**EXERCISE DESCRIPTION:** Search the data for the word "continue". Reproduce every line where it is found.

**DATA SECTION:**

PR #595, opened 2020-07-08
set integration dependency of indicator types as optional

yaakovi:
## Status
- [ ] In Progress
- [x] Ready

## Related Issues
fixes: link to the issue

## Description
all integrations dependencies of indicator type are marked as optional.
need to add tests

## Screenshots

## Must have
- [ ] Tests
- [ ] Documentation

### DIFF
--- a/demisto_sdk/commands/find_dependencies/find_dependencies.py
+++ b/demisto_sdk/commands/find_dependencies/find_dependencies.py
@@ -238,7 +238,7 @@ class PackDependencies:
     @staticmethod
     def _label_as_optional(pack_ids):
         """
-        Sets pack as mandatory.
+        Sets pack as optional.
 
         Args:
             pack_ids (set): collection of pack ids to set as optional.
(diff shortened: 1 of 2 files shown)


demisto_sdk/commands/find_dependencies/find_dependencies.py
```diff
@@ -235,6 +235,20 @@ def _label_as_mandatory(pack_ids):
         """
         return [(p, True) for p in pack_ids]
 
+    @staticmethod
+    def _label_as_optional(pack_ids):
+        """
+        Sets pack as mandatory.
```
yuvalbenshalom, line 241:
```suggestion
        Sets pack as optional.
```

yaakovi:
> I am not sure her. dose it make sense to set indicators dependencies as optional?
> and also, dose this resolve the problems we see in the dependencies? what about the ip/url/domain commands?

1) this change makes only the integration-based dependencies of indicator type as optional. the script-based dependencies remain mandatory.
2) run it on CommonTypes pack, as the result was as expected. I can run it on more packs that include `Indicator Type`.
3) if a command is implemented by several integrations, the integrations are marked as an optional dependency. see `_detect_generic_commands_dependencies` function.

==

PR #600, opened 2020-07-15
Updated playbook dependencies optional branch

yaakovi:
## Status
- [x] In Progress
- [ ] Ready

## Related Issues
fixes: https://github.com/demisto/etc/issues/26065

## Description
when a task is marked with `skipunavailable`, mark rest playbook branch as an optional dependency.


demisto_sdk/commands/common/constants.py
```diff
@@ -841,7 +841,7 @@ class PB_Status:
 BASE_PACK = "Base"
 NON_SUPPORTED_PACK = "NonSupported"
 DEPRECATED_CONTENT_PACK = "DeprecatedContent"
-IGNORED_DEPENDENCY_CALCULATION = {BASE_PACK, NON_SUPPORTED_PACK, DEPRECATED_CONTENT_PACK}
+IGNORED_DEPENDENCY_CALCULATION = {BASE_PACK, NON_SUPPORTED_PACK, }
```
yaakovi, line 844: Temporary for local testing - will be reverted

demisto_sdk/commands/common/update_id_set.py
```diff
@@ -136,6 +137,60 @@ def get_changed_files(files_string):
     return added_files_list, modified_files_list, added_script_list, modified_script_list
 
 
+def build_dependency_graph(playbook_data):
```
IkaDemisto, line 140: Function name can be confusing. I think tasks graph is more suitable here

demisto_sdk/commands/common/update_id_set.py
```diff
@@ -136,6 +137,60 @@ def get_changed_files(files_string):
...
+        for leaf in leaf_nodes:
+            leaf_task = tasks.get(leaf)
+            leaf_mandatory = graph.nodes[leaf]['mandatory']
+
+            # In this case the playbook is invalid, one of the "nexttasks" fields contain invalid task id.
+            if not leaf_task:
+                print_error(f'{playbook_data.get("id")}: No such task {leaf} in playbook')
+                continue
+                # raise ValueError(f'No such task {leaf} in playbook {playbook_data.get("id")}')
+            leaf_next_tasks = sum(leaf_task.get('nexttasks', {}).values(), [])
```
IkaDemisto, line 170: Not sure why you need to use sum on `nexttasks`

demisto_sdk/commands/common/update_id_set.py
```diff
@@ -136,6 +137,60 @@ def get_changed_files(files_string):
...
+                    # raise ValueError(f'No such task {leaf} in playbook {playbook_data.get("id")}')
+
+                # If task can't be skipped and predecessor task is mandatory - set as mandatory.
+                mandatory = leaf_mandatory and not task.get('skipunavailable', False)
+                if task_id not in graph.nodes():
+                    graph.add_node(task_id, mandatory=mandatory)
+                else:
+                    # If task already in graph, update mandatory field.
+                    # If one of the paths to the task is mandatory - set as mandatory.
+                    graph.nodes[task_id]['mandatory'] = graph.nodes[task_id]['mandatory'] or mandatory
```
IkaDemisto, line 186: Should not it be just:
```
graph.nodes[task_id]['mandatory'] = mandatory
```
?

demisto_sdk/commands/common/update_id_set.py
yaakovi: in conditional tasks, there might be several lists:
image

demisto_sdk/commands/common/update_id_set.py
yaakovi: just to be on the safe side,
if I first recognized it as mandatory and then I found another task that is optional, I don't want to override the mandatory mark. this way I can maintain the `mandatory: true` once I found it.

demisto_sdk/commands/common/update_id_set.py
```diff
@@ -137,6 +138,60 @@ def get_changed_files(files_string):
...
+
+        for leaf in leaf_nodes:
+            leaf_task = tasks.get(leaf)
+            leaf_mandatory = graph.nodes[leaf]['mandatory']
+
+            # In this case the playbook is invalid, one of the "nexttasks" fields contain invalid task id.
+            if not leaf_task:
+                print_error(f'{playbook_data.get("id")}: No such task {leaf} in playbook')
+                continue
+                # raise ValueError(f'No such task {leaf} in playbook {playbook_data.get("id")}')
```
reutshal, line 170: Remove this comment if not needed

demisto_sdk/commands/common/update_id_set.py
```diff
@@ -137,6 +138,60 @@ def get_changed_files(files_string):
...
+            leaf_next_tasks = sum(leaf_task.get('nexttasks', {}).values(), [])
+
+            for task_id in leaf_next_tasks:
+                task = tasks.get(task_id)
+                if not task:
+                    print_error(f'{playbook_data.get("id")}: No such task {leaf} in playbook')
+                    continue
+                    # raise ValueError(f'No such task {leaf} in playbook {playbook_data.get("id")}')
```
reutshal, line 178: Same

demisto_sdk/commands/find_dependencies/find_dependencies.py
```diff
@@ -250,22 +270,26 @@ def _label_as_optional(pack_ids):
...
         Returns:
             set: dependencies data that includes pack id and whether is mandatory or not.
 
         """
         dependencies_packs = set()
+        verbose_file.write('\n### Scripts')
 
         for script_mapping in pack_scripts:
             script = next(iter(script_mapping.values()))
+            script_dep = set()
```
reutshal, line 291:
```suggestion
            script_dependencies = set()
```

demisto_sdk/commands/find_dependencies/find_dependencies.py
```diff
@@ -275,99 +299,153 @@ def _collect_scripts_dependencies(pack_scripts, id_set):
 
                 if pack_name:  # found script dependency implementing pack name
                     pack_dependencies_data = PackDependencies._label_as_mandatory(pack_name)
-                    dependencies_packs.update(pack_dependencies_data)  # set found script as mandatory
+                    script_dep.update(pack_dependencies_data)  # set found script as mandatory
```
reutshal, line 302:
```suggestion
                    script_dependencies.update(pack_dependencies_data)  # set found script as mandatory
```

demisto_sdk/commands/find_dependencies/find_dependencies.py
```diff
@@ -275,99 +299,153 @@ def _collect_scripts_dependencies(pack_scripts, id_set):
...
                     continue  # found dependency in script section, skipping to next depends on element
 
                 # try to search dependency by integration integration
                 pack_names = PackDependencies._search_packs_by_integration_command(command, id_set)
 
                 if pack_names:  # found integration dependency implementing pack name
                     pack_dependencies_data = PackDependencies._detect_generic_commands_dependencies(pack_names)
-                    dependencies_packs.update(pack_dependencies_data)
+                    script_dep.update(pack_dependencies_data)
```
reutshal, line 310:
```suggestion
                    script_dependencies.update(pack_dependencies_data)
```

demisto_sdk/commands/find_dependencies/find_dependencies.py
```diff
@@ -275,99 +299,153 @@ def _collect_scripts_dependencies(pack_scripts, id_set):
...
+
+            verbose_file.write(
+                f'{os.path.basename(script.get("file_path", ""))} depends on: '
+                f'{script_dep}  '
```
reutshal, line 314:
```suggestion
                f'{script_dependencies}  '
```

**WRITTEN SOLUTION:**
+                continue
+                continue
+                    continue
                     continue  # found dependency in script section, skipping to next depends on element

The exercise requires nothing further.